Dataset records:

┄┄┄┄┄┄┄┄┄┄┄┄┄┄┄┄┄┄┄┄

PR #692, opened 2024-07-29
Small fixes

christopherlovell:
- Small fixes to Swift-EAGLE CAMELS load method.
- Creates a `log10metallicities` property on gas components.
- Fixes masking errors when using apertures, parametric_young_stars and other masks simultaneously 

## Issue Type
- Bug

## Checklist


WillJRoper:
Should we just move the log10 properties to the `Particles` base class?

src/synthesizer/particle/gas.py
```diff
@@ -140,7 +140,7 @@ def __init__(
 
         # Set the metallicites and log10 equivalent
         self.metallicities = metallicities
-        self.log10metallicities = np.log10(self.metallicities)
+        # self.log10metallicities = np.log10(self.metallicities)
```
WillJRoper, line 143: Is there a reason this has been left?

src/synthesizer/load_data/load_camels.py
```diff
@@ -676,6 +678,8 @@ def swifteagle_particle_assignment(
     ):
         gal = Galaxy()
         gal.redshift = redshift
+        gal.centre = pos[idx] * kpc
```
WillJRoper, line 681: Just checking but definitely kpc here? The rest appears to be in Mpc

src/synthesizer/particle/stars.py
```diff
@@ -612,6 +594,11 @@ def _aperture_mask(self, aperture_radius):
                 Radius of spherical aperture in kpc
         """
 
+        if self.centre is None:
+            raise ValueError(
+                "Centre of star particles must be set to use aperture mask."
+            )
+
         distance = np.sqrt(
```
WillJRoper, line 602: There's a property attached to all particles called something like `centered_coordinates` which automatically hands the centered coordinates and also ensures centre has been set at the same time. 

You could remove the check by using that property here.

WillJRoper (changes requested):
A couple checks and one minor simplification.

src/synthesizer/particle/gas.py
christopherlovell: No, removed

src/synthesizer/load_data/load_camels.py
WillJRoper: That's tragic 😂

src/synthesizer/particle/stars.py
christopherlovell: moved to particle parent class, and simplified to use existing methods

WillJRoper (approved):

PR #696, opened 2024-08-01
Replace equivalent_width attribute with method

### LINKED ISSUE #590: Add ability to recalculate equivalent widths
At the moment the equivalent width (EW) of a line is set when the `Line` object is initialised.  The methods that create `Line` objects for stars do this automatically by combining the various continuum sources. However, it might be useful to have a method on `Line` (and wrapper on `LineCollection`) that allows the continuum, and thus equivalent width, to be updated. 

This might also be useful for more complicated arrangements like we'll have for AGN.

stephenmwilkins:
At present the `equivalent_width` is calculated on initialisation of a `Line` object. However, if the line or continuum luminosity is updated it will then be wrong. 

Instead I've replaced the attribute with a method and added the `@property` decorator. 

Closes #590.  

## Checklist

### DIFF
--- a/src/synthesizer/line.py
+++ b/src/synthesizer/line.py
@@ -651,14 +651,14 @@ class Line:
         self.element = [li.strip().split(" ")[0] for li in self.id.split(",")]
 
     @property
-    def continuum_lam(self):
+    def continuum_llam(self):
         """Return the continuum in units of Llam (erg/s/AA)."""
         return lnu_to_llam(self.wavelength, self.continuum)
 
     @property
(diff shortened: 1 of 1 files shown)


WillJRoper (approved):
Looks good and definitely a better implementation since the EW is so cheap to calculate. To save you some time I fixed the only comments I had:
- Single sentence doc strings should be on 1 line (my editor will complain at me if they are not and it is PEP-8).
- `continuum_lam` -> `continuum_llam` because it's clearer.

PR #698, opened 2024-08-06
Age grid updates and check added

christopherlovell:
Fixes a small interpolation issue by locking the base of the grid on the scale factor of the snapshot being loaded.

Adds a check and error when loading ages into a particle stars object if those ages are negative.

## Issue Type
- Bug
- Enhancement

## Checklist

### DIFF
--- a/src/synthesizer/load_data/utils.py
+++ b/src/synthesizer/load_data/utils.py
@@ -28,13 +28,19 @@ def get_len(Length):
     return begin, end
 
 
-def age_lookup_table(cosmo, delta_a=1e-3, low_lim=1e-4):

┄┄┄┄┄┄┄┄┄┄┄┄┄┄┄┄┄┄┄┄

▸ Work order
Look through the entries and find each line that has the string "definitely". Copy those lines.

▸ Written response
WillJRoper, line 681: Just checking but definitely kpc here? The rest appears to be in Mpc
Looks good and definitely a better implementation since the EW is so cheap to calculate. To save you some time I fixed the only comments I had:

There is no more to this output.